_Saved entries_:
PR #449, opened 2023-01-04
feat: convert ObjectIds to UUID strings

Judge40:
All new forms are created with UUID strings as the ID, but legacy forms which went through the draft lifecycle state were created with an ObjectId instead of UUID.

Create a migrator to find all ObjectId based forms and convert them to use a UUID string based ID.

TIS21-4006
TIS21-4026

[TIS21-4006]: https://hee-tis.atlassian.net/browse/TIS21-4006?atlOrigin=eyJpIjoiNWRkNTljNzYxNjVmNDY3MDlhMDU5Y2ZhYzA5YTRkZjUiLCJwIjoiZ2l0aHViLWNvbS1KU1cifQ
[TIS21-4026]: https://hee-tis.atlassian.net/browse/TIS21-4026?atlOrigin=eyJpIjoiNWRkNTljNzYxNjVmNDY3MDlhMDU5Y2ZhYzA5YTRkZjUiLCJwIjoiZ2l0aHViLWNvbS1KU1cifQ

### DIFF
--- a/build.gradle
+++ b/build.gradle
@@ -10,7 +10,7 @@ plugins {
 }
 
 group = "uk.nhs.hee.tis.trainee"
-version = "0.5.6"
+version = "0.6.0"
 
 configurations {
   compileOnly {
--- a/src/main/java/uk/nhs/hee/tis/trainee/forms/migration/ConvertObjectIdsToUuidStrings.java
+++ b/src/main/java/uk/nhs/hee/tis/trainee/forms/migration/ConvertObjectIdsToUuidStrings.java
@@ -104,16 +104,16 @@ public class ConvertObjectIdsToUuidStrings {
       form.setId(uuid);
       log.info("UUID {} was generated for form {}.", uuid, originalId);
 
-      // Save the updated form to the database and, if applicable, S3.
+      // Save the updated form to the database and S3.
       saveNewForm(form);
 
-      // Delete the existing form from the database and, if the ID format changed, S3.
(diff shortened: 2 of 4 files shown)


Judge40:
I've created this as a draft as I haven't had an opportunity to test it with a large data set to gauge performance, but it is ready to be reviewed while I'm doing that.

ReubenRobertsHEE:
This all looks pretty solid to me. If I had to change anything, it would be removing the 'if applicable' and 'if the ID format changed' from the various comments in the migrator, since the query will limit the processing to records which comply :nitpick: 😁

Judge40:
> This all looks pretty solid to me. If I had to change anything, it would be removing the 'if applicable' and 'if the ID format changed' from the various comments in the migrator, since the query will limit the processing to records which comply :nitpick: 😁

Bad copy paste from the original migrator, I thought I'd updated everything already. Will fix up those comments.

Judge40:
I've changed the logging level because it was generating a lot of noise in the logs during this migration, it doesn't feel like we should have permanent granular logging enabled anyway. If we regularly need more logged than we get with these new settings then we should instead look at changing how we log, rather than what levels we log by default.

Judge40:
Running the migrator locally took approximately 42 minutes running locally, I expect it to take significantly less time running in AWS but to be extra safe I've increased the health check grace period to 1 hour so the migrator won't be prematurely terminated.

ReubenRobertsHEE (approved):
👍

_Directions for this task_:
What is needed is a single number: how many lines of the data contain the word "main".

_Written response_:
2